Following the Super Bowl, the brand continued the campaign in TrueView, and eventually swapped in product-focused messaging that ran on Facebook and into the spring cleaning season, while in-store displays mimicked the same “sexy” messaging.
In the six weeks after the Super Bowl, product sales were up 3% to 5%. The 2017 campaign was covered by Ellen DeGeneres, Jimmy Kimmel, Conan O’Brien, Jimmy Fallon and more, generating eight billion impressions. On Super Bowl Sunday, Mr. Clean was talked about 26% more than the next highest advertiser (Budweiser), and its spot was the second most-shared that year.
Exploring the unknown
Brands have been tapping into a pervasive and very human condition called FOMO for years through another (arguably less sticky) acronym, LTO. That’s because driving urgency through special products is effective for companies looking to boost purchase frequency.
That was the case for Tim Hortons, which was facing declining share of the specialty drinks market, including espressos and lattes.
While it had lost 3.6% of its share to big (Starbucks) and small (independant) competitors since 2012, the brand had actually found that consumers preferred its blend of espresso beans over others through a blind taste-test. However, interest in the coffee was found to be much less among a control group that was told they were drinking Tim Hortons. Those Canadians simply didn’t believe that Tims could make a “real” latte and defaulted to competitors with higher prices and fancy environments.

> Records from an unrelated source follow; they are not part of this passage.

PR #7967, opened 2024-04-08
Fix handling of single font name in theme

sd109:
## Description

Previous check failed because `str` is an instance of Iterable so was never correctly wrapped in `[...]`. Instead, providing a single font such as "Arial" would result in a font list of "A, r, i, a, l" in the bundled CSS.

## 🎯 PRs Should Target Issues

I think this fix is small enough to not require opening an issue, but happy to do so if desired.


aliabid94:
Makes sense, thanks @sd109!

PR #95, opened 2016-06-30
Use Promise for Commands

peppsac:
Commands are async, so Promise are a good fit for this usage.

It will ease the transition to remove logic code from Providers.
Simplified example:

``` js
    // calling site
    interCommand.request(args, node);

    // provider
    Provider.prototype.executeCommand = function(command){
        return this.getColorTextures(tile, services).then(function(result)
        {
            this.setTexturesLayer(result, destination);
        }.bind(tile));
```

Would become:

``` js
    // calling site
    interCommand.request(args, node).then(function(textures) {
          node.setTexturesLayer(result,destination);
    });

    // provider
    Provider.prototype.executeCommand = function(command){
        return this.getColorTextures(tile, services).then(function(result)
        {
            command.resolve(result);
        };
```

### DIFF
--- a/src/Core/Commander/InterfaceCommander.js
+++ b/src/Core/Commander/InterfaceCommander.js
@@ -4,7 +4,7 @@
  * Description: Cette Classe construit une commande. Cette Command ensuite pousser dans une file d'attente.
  */
 
-define('Core/Commander/InterfaceCommander', ['Core/Commander/ManagerCommands', 'Core/Commander/Command'], function(ManagerCommands, Command) {
+define('Core/Commander/InterfaceCommander', ['Core/Commander/ManagerCommands', 'Core/Commander/Command', 'when'], function(ManagerCommands, Command, when) {
 
     function InterfaceCommander(type) {
         //Constructor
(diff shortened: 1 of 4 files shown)


peppsac:
I added a 2nd commit that modifies WMTS_Provider and TileProvider to take advantages of these Promise.

qdnguyen:
Cool but if you can add web workers in this module to parallelize tasks, it is even better!

peppsac:
> Cool but if you can add web workers in this module to parallelize tasks, it is even better!

For now this PR is focused on getting the groundwork done so we can improve the code later -and yes Web Workers would be nice to have :-)

gcebelieu:
Be careful, promise is ES6 and doesn't seem to be supported by IE11 (see : http://caniuse.com/#feat=promises).
To add this support, a promise polyfill (https://github.com/lahmatiy/es6-promise-polyfill) should be added.

tbroyer:
@gcebelieu This is using `when` promises, not native promises. But IMO eventually promises should be moved to native ones with a polyfill.

BTW, https://github.com/stefanpenner/es6-promise is better maintained and seems to be the go-to polyfill.

peppsac:
See https://github.com/iTowns/itowns2/issues/97

gcebelieu:
thanks, this sounds good to me :)

PR #99, opened 2016-07-04
Rework layer params

peppsac:
1st commit fixes a typo (except if it's not a typo, in case it needs a comment)

2nd commit commit message :

```
 Rework color layers parameters handling

 Parameters are only initialized once: when the tile has not texture.
 So let's init these param in the TileProvider, rather than hiding it
 in the first getColorTextures call.

 TileMesh.setParamsColor method has been renamed setColorLayerParameters.
```

### DIFF
--- a/src/Core/Commander/Providers/TileProvider.js
+++ b/src/Core/Commander/Providers/TileProvider.js
@@ -145,18 +145,34 @@ define('Core/Commander/Providers/TileProvider', [
             tile.WMTSs = [];
 
             // TODO passer mes layers colors?
-            var paramsColor = [];
-
+            var paramMaterial = [];
+            var textureCount = 0;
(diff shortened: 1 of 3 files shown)


peppsac:
One open question though: what is the `pit` parameter : 
https://github.com/iTowns/itowns2/pull/99/files#diff-ca95311157eb5bcc4cfca16f08efb160R163

peppsac:
Another reason to move these out of the WMTS specific code is because these parameters are exclusively used by the fragment shader:

``` glsl
uniform vec4        paramLayers[8];
uniform vec2        paramBLayers[8];
```

That makes them rendering parameters and as such they are probably useful for other image providers (like WMS).
If they end up being specific to WMTS then there's some refactoring to do (LayeredMaterial? shaders? Providers?) to be able to use any kind of Provider.

PR #100, opened 2016-07-04
Replace when.js with native promises and a polyfill

### LINKED ISSUE #97: Use a polyfill for Promise
Why: we use Promise extensively but not all browsers support this feature.

https://github.com/stefanpenner/es6-promise is a good candidate

See issue #93 and #95 for more context.

tbroyer:
Tested non-regression in Chrome (51/Linux), Firefox (49/Dev Edition/Linux) and Edge (13).
Couldn't actually test that it works in IE11 (the only browser actually needing the polyfill) due to other errors.

Note: "bundles" the polyfill in the library for now; we may want to revisit this in the future.

Close #97 

r: @peppsac


peppsac:
Looks good.

A few places still reference `when.js`:
- packages.json
- LICENSE.md (and maybe you could add an entry from es6-promise here as well?)
- ManagerCommands comment (line 11)
- Ori.js
- ProjectiveTexturingMaterial.js
- KMZLoader

tbroyer:
Totally removed `when.js`, and also refactored a few things (all related to promises). Tell me if you'd prefer them to be split in separate PRs.

Note: I amended my first commit to get a clean history.

src/Core/Commander/Providers/PanoramicProvider.js
```diff
@@ -72,24 +70,18 @@
      * @param {type} distance
      * @returns {Promise}
      */
-    PanoramicProvider.prototype.getMetaDataFromPos = function(longitude, latitude, distance){
-
-        var that = this;
-        if(!_panoramicsMetaData){
+    PanoramicProvider.prototype.getMetaDataFromPos = function(longitude, latitude/*, distance*/){
```
tbroyer: Wasn't sure what to do here: entirely remove the unused `distance` parameter or just comment it out?

FWIW, it was passed to `getClosestPanoInMemory` which didn't _expect_ it; and I inlined `getClosestPanoInMemory` here in the promise's `then`.

nosy-b: Yes it was originally set to ensure a max distance. Doesn't matter anymore

tbroyer: OK, removed. (and directly amended the commit, given the nature and scope of the change)

peppsac:
r+, merging.

Thanks !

So, to prove that Tims can make tasty and authentic lattes, but in an environment where Canadians can feel at home, the brand worked with Ogilvy to create an unbranded café in Toronto’s trendy Queen West neighbourhood, calling it “Perfectly Uncomplicated Lattes.”
Cheekily tapping into the fear of missing out on something new, the shop served only one item, a Perfectly Uncomplicated Latte, and was designed to look like an ultra-hip and independent shop.
Two weeks after the grand opening, through PR, social and a live Breakfast Television broadcast at the café, it was revealed that the latte was actually from Tim Hortons. Canadians’ stunned reactions were captured on hidden cameras placed around the shop, with the footage used in an online film. Since the stunt, Tim Hortons has seen a 307% increase in latte sales, thanks to the 188 media stories that generated a total of 48.3 million impressions.
Also faced with declining sales of a signature product, McDonald’s similarly generated new interest for the venerable Big Mac. For this QSR, the idea was to put a twist on the classic by changing up the ingredients ever-so-slightly with the addition of bacon.
It was the first time the Big Mac had been changed in 50 years, but the strategy was to drive appeal with “new news” among a younger target that values change.
The Big Mac has an ingredient list that doesn’t include bacon, so the QSR played off the notion that this would cause consternation amongst its loyal followers. To address this, McDonald’s decided to ask consumers the question: “Is a Big Mac With Bacon Still a Big Mac?”
The brand and Cossette launched spots that featured friends arguing the existential question, each with an opposite POV. The team also covered the city with questions like “Is a tricycle still a bicycle?” on billboards.
The campaign helped support a successful relaunch with a 37% increase in sales over projections.